To successfully respond to changing habitat, climate or harvest, managers need to identify the most effective strategies to reverse population trends of declining species and/or manage harvest of game species. A classic approach in conservation biology for the last two decades has been the use of matrix population models to determine the most important vital rates affecting population growth rate (λ), that is, sensitivity. Ecologists quickly realized the critical role of environmental variability in vital rates affecting λ by developing approaches such as life-stage simulation analysis (LSA) that account for both sensitivity and variability of a vital rate. These LSA methods used matrix-population modeling and Monte Carlo simulation methods, but faced challenges in integrating data from different sources, disentangling process and sampling variation, and in their flexibility. Here, we developed a Bayesian integrated population model (IPM) for two populations of a large herbivore, elk (Cervus canadensis) in Montana, USA. We then extended the IPM to evaluate sensitivity in a Bayesian framework. We integrated known-fate survival data from radio-marked adults and juveniles, fecundity data, and population counts in a hierarchical population model that explicitly accounted for process and sampling variance.

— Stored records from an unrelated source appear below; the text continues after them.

PR #5, opened 2015-05-04
Fixing potential RPMsg bug: rpmsg_endpoint structure is not cleared when...

MichalPrincFSL:
... dynamically created

- this causes the hardfault @line 570 when rp_chnl is not a null pointer (writing to undefined dereferenced address)

### DIFF
--- a/rpmsg/rpmsg_core.c
+++ b/rpmsg/rpmsg_core.c
@@ -216,6 +216,7 @@ struct rpmsg_endpoint *_create_endpoint(struct remote_device *rdev,
     if (!rp_ept) {
         return RPMSG_NULL ;
     }
+    env_memset(rp_ept, 0x00, sizeof(struct rpmsg_endpoint));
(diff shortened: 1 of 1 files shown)


wjliang:
The patch looks good to me. However, just want to know in what case this hardfault happens?

Just want to make sure whether there is other fix required to solve the issue, since in usual case, the rp_chanl is already created before it is used.

MichalPrincFSL:
Hi,

During the rpmsg init on master side, the name service announcement endpoint is created, i.e. the _create_endpoint() is called and the rp_ept->rp_chnl remains undefined / not a null value. Then, during the name service handshaking the rpmsg_rx_callback() is invoked on the master side, rp_chnl != null, the condition @line 567 passes and the wrong pointer is dereferenced @line 570. I think this situation happens when NS feature is switched on, correct?

Regards
Michal Princ

PR #7, opened 2015-08-21
Use stdint.h instead of private definition

weif:
This patch helps to avoid duplicated type definition issue when the
application uses stdint.h.
At the same time, buffer length type is uniformed.

Signed-off-by: Feng Wei <wei.feng@freescale.com>

### DIFF
--- a/rpmsg/remote_device.c
+++ b/rpmsg/remote_device.c
@@ -484,16 +484,16 @@ void rpmsg_rdev_set_status(struct virtio_device *dev, unsigned char status) {
 
 }
 
-unsigned long rpmsg_rdev_get_feature(struct virtio_device *dev) {
+uint32_t rpmsg_rdev_get_feature(struct virtio_device *dev) {
     return dev->features;
 }
 
-void rpmsg_rdev_set_feature(struct virtio_device *dev, unsigned long feature) {
+void rpmsg_rdev_set_feature(struct virtio_device *dev, uint32_t feature) {
     dev->features |= feature;
 }
 
-unsigned long rpmsg_rdev_negotiate_feature(struct virtio_device *dev,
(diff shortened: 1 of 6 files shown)


wjliang:
There is one change in the rpmsg_get_tx_buffer(), to change the input argument "len" from type "int", to "unsigned long". Why do we need this change? Should we keep it as "int"?

Thanks,
Wendy

weif:
@wjliang This is just to make rpmsg_get_tx_buffer arguments align with rpmsg_get_rx_buffer. You can see rpmsg_get_rx_buffer uses "unsigned long" for buffer length. I believe it doesn't make sense to have different type for rx and tx buffer length.

wjliang:
since this patch is trying to use, stdint, i would prefer to use int32_t for the "len" for both rpmsg_get_tx_buffer and the rpmsg_get_rx_buffer, and would prefer to add "#include <stdint.h>" to the

weif:
Well, this patch wants to fix the issue that some app uses stdint.h in its app code when rpmsg.h is included. It's not intended to change the RPMsg API to stdint types.
You may see the include path: rpmsg.h includes rpmsg_core.h includes virtio.h includes virtqueue.h, and although the app doesn't want to access the virtio structure, the duplicated definition happens.
We can't change the virtio type because the protocol need fixed length integer type. At the same time, we don't want to change the RPMsg API. That's why we need some type conversion in rpmsg core implementation.

About the buffer length type, it's an internal type and doesn't have to be same sign with payload length defined in rpmsg.h. I still prefer unsigned type because virtio uses unsigned type for buffer length. I didn't see any benefit to have the sign converted in rpmsg core.

wjliang:
it is merged into master

PR #15, opened 2016-02-11
Bugfix of memory leak in rpmsg init

MichalPrincNXP:
rpmsg_deinit() did not delete proc instance initialized during the rpmsg_rdev_init()


wjliang:
applied

PR #16, opened 2016-02-11
Bugfix of rpmsg_get_address implementation

MichalPrincNXP:
Fix the way the create endpoint function returns the address number when RPMSG_ADDR_ANY is passed the parameter

This bug has been revealed when performing following steps:
1. create one endpoint with address RPMSG_ADDR_ANY.
2. get the address of that endpoint after it is created successfully.
3. use that address to create another endpoint.
It should not create the second endpoint with address of the first endpoint but somehow both endpoints were created successfully.


wjliang:
cannot apply due to issue found in the zynq baremetal master and linux slave test.

Here is the suggested change:
diff --git a/lib/rpmsg/rpmsg_core.c b/lib/rpmsg/rpmsg_core.c index ccb09ca..800a245 100644
--- a/lib/rpmsg/rpmsg_core.c
+++ b/lib/rpmsg/rpmsg_core.c
@@ -709,7 +709,7 @@ int rpmsg_get_address(unsigned long *bitmap, int size)
                tmp32 = get_first_zero_bit(bitmap[i]);
 
                if (tmp32 < 32) {
-                       addr = tmp32 + i + 1;
+                       addr = tmp32 + (i * 32) + 1;
                        bitmap[i] |= (1 << tmp32);
                        break;
                }
@@ -734,7 +734,7 @@ int rpmsg_release_address(unsigned long *bitmap, int size, int addr)
        unsigned int i, j;
        unsigned long mask = 1;
 
-       if (addr >= size * 32)
+       if (--addr >= size * 32)
                return -1;
 
        /* Mark the addr as available */ @@ -763,7 +763,7 @@ int rpmsg_is_address_set(unsigned long *bitmap, int size, int addr)
        int i, j;
        unsigned long mask = 1;
 
-       if (addr >= size * 32)
+       if (--addr >= size * 32)
                return -1;
 
        /* Mark the id as available */
@@ -790,7 +790,7 @@ int rpmsg_set_address(unsigned long *bitmap, int size, int addr)
        int i, j;
        unsigned long mask = 1;
 
-       if (addr >= size * 32)
+       if (--addr >= size * 32)
                return -1;
 
        /* Mark the id as available */

MichalPrincNXP:
What about just to restrict the "0" endpoint address by default during the rdev init?


```
diff --git a/lib/rpmsg/remote_device.c b/lib/rpmsg/remote_device.c
index 451509e..5a68a30 100644
--- a/lib/rpmsg/remote_device.c
+++ b/lib/rpmsg/remote_device.c
@@ -127,6 +127,9 @@ int rpmsg_rdev_init(struct remote_device **rdev, int dev_id, int role,
 	rdev_loc->channel_destroyed = channel_destroyed;
 	rdev_loc->default_cb = default_cb;
 
+    /* Restrict the ept address - zero address can't be assigned */
+    rdev_loc->bitmap[0] = 1;
+
 	/* Initialize the virtio device */
 	virt_dev = &rdev_loc->virt_dev;
 	virt_dev->device = proc;
```

wjliang:
Hi Michal,

You proposal sounds good. Could you please try and provide a new patch?

Thanks,
Wendy

MichalPrincNXP:
Hi Wendy,

are you OK with adding a new commit into this branch or would you prefer to discard this pull request and to create a new pull request/patch that combines these two commits in one (single commit on master when integrated)?

Michal

wjliang:
Hi Michal, add a new patch should be fine.

thanks,
Wendy

MichalPrincNXP:
moved to the newly created pull request, see #19

PR #18, opened 2016-02-17
Avoid zero length struc members in rpmsg_hdr structure

MichalPrincNXP:
Avoid using zero length arrays in rpmsg_hdr struct, unsigned char data[1] removed from rpmsg_hdr structure, see #9 .


wjliang:
I changed "rp_ept->cb(rp_chnl, (rpmsg_rx_cb_t*)RPMSG_LOCATE_DATA(rp_hdr), rp_hdr->len," to "rp_ept->cb(rp_chnl, (void*)RPMSG_LOCATE_DATA(rp_hdr), rp_hdr->len," in the rpmsg_core.c function

PR #19, opened 2016-02-18
Bugfix of rpmsg_get_address implementation 2

MichalPrincNXP:
see #16 

Fix the way the create endpoint function returns the address number when RPMSG_ADDR_ANY is passed the parameter

This bug has been revealed when performing following steps:
1. create one endpoint with address RPMSG_ADDR_ANY.
2. get the address of that endpoint after it is created successfully.
3. use that address to create another endpoint.
It should not create the second endpoint with address of the first endpoint but somehow both endpoints were created successfully.

Restrict the endpoint address - zero address can't be assigned (due to the conflict in Linux world)


wjliang:
applied

PR #20, opened 2016-02-29
Avoid using zero length arrays in sh_mem_pool structure

MichalPrincNXP:
This is another step how to avoid using zero length arrays in structures, as discussed in https://github.com/OpenAMP/open-amp/pull/9 (flexible array members are not allowed in C++).

bitmap member of the sh_mem_pool struct has been removed and each time the pointer to the bitmap is necessary in the code it is calculated using the SH_MEM_POOL_LOCATE_BITMAP macro


wjliang:
applied

PR #21, opened 2016-03-08
Esw sync 1

samsor:
-Fix bug happening on deinit where memory deallocation is not done correctly.
-Fix bug replace logical-AND by bit-AND with ipi_chn_mask  …
-Invalidate cache instead of disabling on exit
-Get drivers file to use platform_isr instead of hil_isr
-Fix some compilation warnings, clean comments, file renaming, make some local variable static


wjliang:
Applied

PR #32, opened 2017-12-01
Irq rework

samsor:
-update to match libmetal IRQ API change
 -fix some typo in toolchain file
 -remove unused variables
 -change r5-generic toolchain file to use hard fp to match default latest Xilinx SDK setting


wjliang:
Merged with modification to commit messages

PR #39, opened 2018-02-05
remoteproc_shutdown fix

tyokota-eforce:
I think rproc->proc doesn't need to assign RPROC_NULL;
Then we can omit proc->proc assignment in follow code.

>  remoteproc_shutdown(proc);
  proc->proc = hproc;
  remoteproc_boot(proc)


wjliang:
Merged with commit message modification.
Please sign the patch in future pull requests.

PR #47, opened 2018-04-09
Update logging and assertions

skordal:
This replaces the openamp_print() and openamp_assert() macros with corresponding functions from libmetal. It also deletes env.h, which ended up being empty after replacing the macros.


wjliang:
it needs another  pull request to clean up commented out lines in the function

skordal:
Taken care of in PR #51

Next, we tested the prevailing paradigm in large herbivore population ecology that juvenile survival of neonates <90 d old drives λ using our Bayesian LSA approach. In contrast to the prevailing paradigm in large herbivore ecology, we found that adult female survival explained more of the variation in λ than elk calf survival, and that summer and winter elk calf survival periods were nearly equivalent in importance for λ. Our Bayesian IPM improved precision of our vital rate estimates and highlighted discrepancies between count and vital rate data that could refine population monitoring, demonstrating that combining sensitivity analysis with population modeling in a Bayesian framework can provide multiple advantages. Our Bayesian LSA framework will provide a useful approach to addressing conservation challenges across a variety of species and data types.